# Another Year Shot to Hell!!



## Rebel Rocker (Jan 26, 2000)

Well, here we go again, creeping ever closer to the big five-oh. 47 and counting today!! :hat: And I'm _still_ in a high school frame of mind! My band plays tonight, so I've blocked off some time this afternoon to do some modelling. Just crank up some tunes and let the paint and glue fly!!

Wayne


----------



## Trek Ace (Jul 8, 2001)

Kids.


----------



## The-Nightsky (May 10, 2005)

"Damn kids n their Rock N Roll music"....wait....im gettin up there too.....Turnin the big four oh this year...AAAAAAAHHHHHHH!!!!


----------



## Lloyd Collins (Sep 25, 2004)

Happy Birthday! :hat: 
I will see 47 next month. My mind is still in teenage mode, my body, well, I don't want to talk about it.


----------



## Mark McGovern (Apr 25, 1999)

Knock, knock.


----------



## Zombie_61 (Apr 21, 2004)

I celebrated the 15th anniversary of my 29th birthday recently, so it looks like we're all in good company! :thumbsup:


----------



## chunkeymonkey (May 4, 2004)

Lloyd Collins said:


> Happy Birthday! :hat:
> I will see 47 next month.

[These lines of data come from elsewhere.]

PR #641, opened 2026-06-25
[Trainer] Add LoraLLMTrainer and Default Training Structure

mmilosevicTT:
### Issue
Closes https://github.com/tenstorrent/tt-blacksmith/issues/617

### Problem description
This PR adds training through trainer class for lora llm models.

### What's Changed
- Added a generic `Trainer` base class (`blacksmith/tools/trainer/trainer.py`) that orchestrates the training loop: epochs, gradient accumulation, inline validation, optimizer setup, callback hooks, and device setup via `DeviceManager`.
- Integrated `ReproducibilityManager` into `Trainer.setup()` so seeds are set automatically from config (no manual seeding in scripts).
- Added `LoraLLMTrainer` strategy for parameter-efficient fine-tuning of causal LLMs (model/dataloader loading + forward/loss).
- Introduced a trainer config hierarchy: `TrainerConfig` (base) and `LoraLLMConfig`.
- Added an example runner (`examples/lora_llm/train.py`) plus SST-2 + Llama-3.2-1B configs for single-chip, tensor-parallel, and data-parallel setups.
- Updated the callback system to support the trainer lifecycle hooks.

### Checklist
- [x] New/Existing tests provide coverage for changes

PR #670, opened 2026-07-15
[Trainer] Add Late Feedback to Trainer

mmilosevicTT:
### Issue
N/A

### Problem description
There were several comments left by @ndrakulicTT on https://github.com/tenstorrent/tt-blacksmith/pull/641 post merge, so this PR addresses all the issues.

### What's Changed
This PR changes:
- Remove need for eval in dtype
- Fix use_cache config setting
- Add abstraction with contextmanager for try-catch-finally
- Remove defaults from .py config files
- Add option for different parameters in callbacks
- Make experiment configs extend template config

### Checklist
- [x] New/Existing tests provide coverage for changes

### DIFF
--- a/blacksmith/experiments/torch/wan2_2/configs.py
+++ b/blacksmith/experiments/torch/wan2_2/configs.py
@@ -6,9 +6,9 @@ from typing import List, Optional, Tuple
 import torch
 from pydantic import BaseModel, Field, model_validator
 
-from blacksmith.tools.templates.configs import Framework
+from blacksmith.tools.templates.configs import TrainingConfig as BaseTrainingConfig
 
-_TORCH_DTYPES = {
+_VAE_TORCH_DTYPES = {
     "torch.bfloat16": torch.bfloat16,
     "torch.float32": torch.float32,
     "torch.float16": torch.float16,
@@ -45,16 +45,15 @@ class InferenceConfig(BaseModel):
         return self
 
 
-class TrainingConfig(BaseModel):
+class TrainingConfig(BaseTrainingConfig):
     # Selects what train.py runs: "train" fine-tunes the LoRA on cached latents;
     # "infer" loads a checkpoint and generates a video (no training).
     mode: str = Field(default="train")
 
     # Model settings
     model_id: str = Field(default="Wan-AI/Wan2.2-TI2V-5B-Diffusers")
-    dtype: str = Field(default="torch.bfloat16")
+    model_name: str = Field(default="Wan-AI/Wan2.2-TI2V-5B-Diffusers")
     vae_precompute_dtype: str = Field(default="torch.bfloat16")
-    gradient_checkpointing: bool = Field(default=False)
 
     # Dataset / cache settings
     dataset_id: str = Field(default="jainr3/diffusiondb-pixelart")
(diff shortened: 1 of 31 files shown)


blacksmith/experiments/torch/wan2_2/configs.py
ndrakulicTT, line 19: Just noticed this. For the future question:
Do we have plan to offload this to inference server for example?

blacksmith/tools/trainer/examples/lora_llm/data_parallel/llama_3_2_1b_sst2.yaml
```diff
@@ -7,11 +7,13 @@ max_length: 64
 dtype: "torch.bfloat16"
 
 # Training hyperparameters
+training_model_type: "lora"
 learning_rate: 1e-4
 batch_size: 16
 gradient_accumulation_steps: 1
 num_epochs: 1
-ignored_index: -100
```
ndrakulicTT, line 14: Why did we remove this config?

blacksmith/tools/trainer/configs/base.py
```diff
@@ -16,38 +22,43 @@ class TrainerConfig(BaseModel):
...
+    deterministic: bool
 
     # Device / sharding settings
     use_tt: bool = Field(default=True)
     mesh_shape: Optional[list[int]] = Field(default=None)
     mesh_axis_names: Optional[list[str]] = Field(default=None)
     input_sharding_dim: Optional[str] = Field(default=None)
     model_sharding_patterns: Optional[List[Tuple[str, Tuple[Optional[str], ...]]]] = Field(default=None)
+
+    def torch_dtype(self) -> torch.dtype:
```
ndrakulicTT, line 60: Nice, I like the solution, if we ever need for the jax filed is still dtype in config you can just add jax_dtype.
And more importantly it is simple

blacksmith/tools/templates/configs.py
ndrakulicTT, line 1: Do we still need this template folder?

blacksmith/tools/trainer/trainer.py
```diff
@@ -86,14 +87,27 @@ def _load_optimizer(self) -> torch.optim.Optimizer:
             capturable=self.config.use_tt,
         )
 
+    @contextmanager
+    def _train_lifecycle(self) -> Iterator[None]:
+        """Run error / cleanup hooks around the training loop body."""
+        try:
+            yield
+        except Exception as exception:
+            self.callback_handler("on_error", exception)
```
ndrakulicTT, line 96: Do we want to swallow exception here?

ndrakulicTT (approved):

blacksmith/tools/trainer/callback.py
```diff
@@ -6,56 +6,56 @@
...
-    def on_validation_batch_start(self, trainer, batch):
+    def on_validation_batch_start(self, trainer, batch, *args, **kwargs):
         pass
 
-    def on_validation_batch_end(self, trainer, batch, loss):
+    def on_validation_batch_end(self, trainer, batch, loss, *args, **kwargs):
         pass
 
-    def on_validation_end(self, trainer, val_loss):
+    def on_validation_end(self, trainer, *args, **kwargs):
```
ndrakulicTT: Do we want here: `val_loss, *args, **kwargs`? to match the rest of methods

blacksmith/tools/trainer/trainer.py
mmilosevicTT: I do not see why not? I mean you might want to add some additional processing of error on the fly.

blacksmith/tools/templates/configs.py
mmilosevicTT: Yes, how I look at this is the following. We have a template config, you can use it and then extend it to your needs to do what the dir says - EXPERIMENT. But then we keep structured format in another config for trainer which has to be more concise.

blacksmith/tools/trainer/examples/lora_llm/data_parallel/llama_3_2_1b_sst2.yaml
mmilosevicTT: LoRALLM so far always used ignore_index = -100, we have not seen any change it this.

blacksmith/experiments/torch/wan2_2/configs.py
mmilosevicTT: I think they already have a good loop to do image generation. This here is just for the purpose of testing if training is working. @umalesTT am I correct?

Also, I would say this one has to have separate trainer class, as it is videoGen model anyways

blacksmith/tools/trainer/callback.py
mmilosevicTT: We can keep it for now actually, and if it turns out we do not need it in general, we can always just clean it up quickly. Will revert to val_loss as a separate arg.

blacksmith/experiments/torch/wan2_2/configs.py
umalesTT: Yes, exactly @mmilosevicTT that is the purpose
+1 on separate trainer class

My mind is still in teenage mode, my body, well, I don't want to talk about it.


And we don't want to see or talk about it either....arf...arf !!!!


happy b'day.


----------



## John P (Sep 1, 1999)

48 and 2 months here.

sigh.


----------



## Steven Coffey (Jan 5, 2005)

Happy Birthday !!! :thumbsup:


----------



## spe130 (Apr 13, 2004)

Happy Birthday! :hat: 

Old men, all of you! :tongue:


----------



## the Dabbler (Feb 17, 2005)

Pikers !!! All of you !! I have underwear older than that !!
I hit 65 next month. ( the 10th, all gifts accepted graciously ) Trust me, old age is not for the timid !!  
Dabbler

OH, and Happy Birthday all ! :thumbsup:


----------



## guartho (May 4, 2004)

I'll be 23 in a little over a month.


*ducks and runs*


----------



## JGG1701 (Nov 9, 2004)

Just turned 40 on 8-6-05
My wife went out of state with her sisters and I stayed home with my best friend (my son).
No cake , no card , and no present.


----------



## Lloyd Collins (Sep 25, 2004)

After age 40, fire codes forbid a cake with candles.


----------



## CaptFrank (Jan 29, 2005)

Hey, Dabbler!
I'd send you a gift, but all I have are spaceship kits, and we all know that you won't do spaceships! :tongue:


----------



## CaptFrank (Jan 29, 2005)

HobbyTalkers unite!

Should we pool our resources and buy JGG1701 a birthday present?


----------



## CaptFrank (Jan 29, 2005)

:hat: Happy Birthday, Rebel Rocker!! :hat:


----------



## the Dabbler (Feb 17, 2005)

CaptFrank said:


> Hey, Dabbler!
> I'd send you a gift, but all I have are spaceship kits, and we all know that you won't do spaceships! :tongue:


That's ok, it's the thought that counts. However, if you happen to come across a long lost George Zucco kit, well.................  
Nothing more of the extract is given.